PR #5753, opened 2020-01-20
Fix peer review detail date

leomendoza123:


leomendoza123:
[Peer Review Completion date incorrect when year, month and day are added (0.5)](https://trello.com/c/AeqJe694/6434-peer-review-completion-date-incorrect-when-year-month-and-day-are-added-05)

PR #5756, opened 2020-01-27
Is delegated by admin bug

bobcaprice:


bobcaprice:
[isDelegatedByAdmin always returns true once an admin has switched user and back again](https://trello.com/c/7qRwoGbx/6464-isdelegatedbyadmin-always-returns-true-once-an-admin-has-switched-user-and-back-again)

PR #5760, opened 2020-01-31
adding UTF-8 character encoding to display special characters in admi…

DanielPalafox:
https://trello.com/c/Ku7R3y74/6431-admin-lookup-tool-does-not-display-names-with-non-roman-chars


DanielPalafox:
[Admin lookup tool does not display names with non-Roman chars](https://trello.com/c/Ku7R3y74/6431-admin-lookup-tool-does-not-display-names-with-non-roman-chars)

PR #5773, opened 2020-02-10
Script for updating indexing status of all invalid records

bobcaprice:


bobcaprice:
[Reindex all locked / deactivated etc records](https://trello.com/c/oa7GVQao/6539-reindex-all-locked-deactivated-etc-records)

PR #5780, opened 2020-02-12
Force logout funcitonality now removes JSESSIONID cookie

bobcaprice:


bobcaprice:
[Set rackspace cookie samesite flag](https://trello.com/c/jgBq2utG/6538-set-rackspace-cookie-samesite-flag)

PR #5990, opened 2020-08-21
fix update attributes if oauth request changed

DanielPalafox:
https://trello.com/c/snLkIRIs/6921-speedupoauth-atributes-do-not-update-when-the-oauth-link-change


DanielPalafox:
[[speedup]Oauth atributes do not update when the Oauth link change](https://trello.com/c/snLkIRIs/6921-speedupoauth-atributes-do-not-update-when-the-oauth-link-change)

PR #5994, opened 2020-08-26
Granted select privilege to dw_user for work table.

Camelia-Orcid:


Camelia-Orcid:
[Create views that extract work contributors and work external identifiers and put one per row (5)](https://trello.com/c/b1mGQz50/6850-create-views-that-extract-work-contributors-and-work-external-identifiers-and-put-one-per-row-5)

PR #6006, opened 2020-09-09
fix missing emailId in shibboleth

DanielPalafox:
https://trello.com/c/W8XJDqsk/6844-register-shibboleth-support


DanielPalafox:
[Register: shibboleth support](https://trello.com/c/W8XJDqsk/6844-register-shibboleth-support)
# # #
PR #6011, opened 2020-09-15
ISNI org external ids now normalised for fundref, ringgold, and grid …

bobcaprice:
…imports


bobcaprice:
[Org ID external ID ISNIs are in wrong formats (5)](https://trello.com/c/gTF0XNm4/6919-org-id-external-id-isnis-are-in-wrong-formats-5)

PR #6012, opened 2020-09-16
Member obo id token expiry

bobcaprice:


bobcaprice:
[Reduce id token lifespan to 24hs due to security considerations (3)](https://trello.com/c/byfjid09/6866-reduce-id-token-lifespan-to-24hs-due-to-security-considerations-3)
# # #
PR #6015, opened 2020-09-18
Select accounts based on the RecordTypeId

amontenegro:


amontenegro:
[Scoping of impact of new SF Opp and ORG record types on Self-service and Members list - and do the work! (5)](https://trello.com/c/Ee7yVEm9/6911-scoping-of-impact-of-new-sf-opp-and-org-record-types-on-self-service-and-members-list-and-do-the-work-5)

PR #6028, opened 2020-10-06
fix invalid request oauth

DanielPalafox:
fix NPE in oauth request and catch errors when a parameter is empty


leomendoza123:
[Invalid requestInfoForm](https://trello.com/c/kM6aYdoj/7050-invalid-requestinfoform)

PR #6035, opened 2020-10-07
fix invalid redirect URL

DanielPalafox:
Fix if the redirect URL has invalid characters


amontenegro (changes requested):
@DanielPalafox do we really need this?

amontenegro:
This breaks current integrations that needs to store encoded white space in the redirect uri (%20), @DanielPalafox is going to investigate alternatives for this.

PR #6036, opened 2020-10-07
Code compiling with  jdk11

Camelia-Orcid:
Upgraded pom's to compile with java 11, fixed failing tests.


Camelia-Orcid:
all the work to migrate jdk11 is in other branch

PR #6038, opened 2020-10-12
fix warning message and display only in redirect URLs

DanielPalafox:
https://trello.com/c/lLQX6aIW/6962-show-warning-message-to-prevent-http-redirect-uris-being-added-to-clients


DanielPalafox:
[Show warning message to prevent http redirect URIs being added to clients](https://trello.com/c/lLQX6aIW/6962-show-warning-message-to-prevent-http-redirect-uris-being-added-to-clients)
# # #
▸ REQUIRED WORK
Wherever a line of the listing above contains the string "register", copy that line.

▸ RESULT FOR THIS EXERCISE
https://trello.com/c/W8XJDqsk/6844-register-shibboleth-support
[Register: shibboleth support](https://trello.com/c/W8XJDqsk/6844-register-shibboleth-support)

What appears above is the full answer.